= Required work =
Write out each record below, word for word.

= Excerpted records =
-----
PR #872, opened 2024-11-13
[QA] Component library tests

l0uden:
## Description
Moved component library tests from vizro-qa

## Notice


.github/workflows/test-component-library-vizro-core.yml
```diff
@@ -0,0 +1,66 @@
+name: Integration tests Component Library
```
antonymilne, line 1: Now we have two sorts of integration tests in this repo the naming is going to get confusing. Let's discuss what to call your tests. Maybe e2e tests?

.github/workflows/test-component-library-vizro-core.yml
```diff
@@ -0,0 +1,66 @@
...
+    branches:
+      - main
+
+env:
+  PYTHONUNBUFFERED: 1
+  FORCE_COLOR: 1
+
+jobs:
+  test-component-library-vizro-core:
+    name: test-component-library-vizro-core
```
antonymilne, line 20: I like how this name matches our usual scheme 👍 You shouldn't need to specify `name` though given that there's no matrix entry for this.

Let's discuss overall naming but I think e2e is probably good.

```suggestion
  test-e2e-component-library-vizro-core:
```

.github/workflows/test-component-library-vizro-core.yml
```diff
@@ -0,0 +1,66 @@
...
+on:
+  push:
+    branches: [main]
+  pull_request:
+    branches:
+      - main
+
+env:
+  PYTHONUNBUFFERED: 1
+  FORCE_COLOR: 1
```
antonymilne, line 16:
```suggestion
  FORCE_COLOR: 1
  PYTHON_VERSION: "3.12"
```

Just to match how we do it elsewhere. This makes it easier to bump Python version everywhere.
-----
= Finished task =
PR #872, opened 2024-11-13
[QA] Component library tests

l0uden:
## Description
Moved component library tests from vizro-qa

## Notice


.github/workflows/test-component-library-vizro-core.yml
```diff
@@ -0,0 +1,66 @@
+name: Integration tests Component Library
```
antonymilne, line 1: Now we have two sorts of integration tests in this repo the naming is going to get confusing. Let's discuss what to call your tests. Maybe e2e tests?

.github/workflows/test-component-library-vizro-core.yml
```diff
@@ -0,0 +1,66 @@
...
+    branches:
+      - main
+
+env:
+  PYTHONUNBUFFERED: 1
+  FORCE_COLOR: 1
+
+jobs:
+  test-component-library-vizro-core:
+    name: test-component-library-vizro-core
```
antonymilne, line 20: I like how this name matches our usual scheme 👍 You shouldn't need to specify `name` though given that there's no matrix entry for this.

Let's discuss overall naming but I think e2e is probably good.

```suggestion
  test-e2e-component-library-vizro-core:
```

.github/workflows/test-component-library-vizro-core.yml
```diff
@@ -0,0 +1,66 @@
...
+on:
+  push:
+    branches: [main]
+  pull_request:
+    branches:
+      - main
+
+env:
+  PYTHONUNBUFFERED: 1
+  FORCE_COLOR: 1
```
antonymilne, line 16:
```suggestion
  FORCE_COLOR: 1
  PYTHON_VERSION: "3.12"
```

Just to match how we do it elsewhere. This makes it easier to bump Python version everywhere.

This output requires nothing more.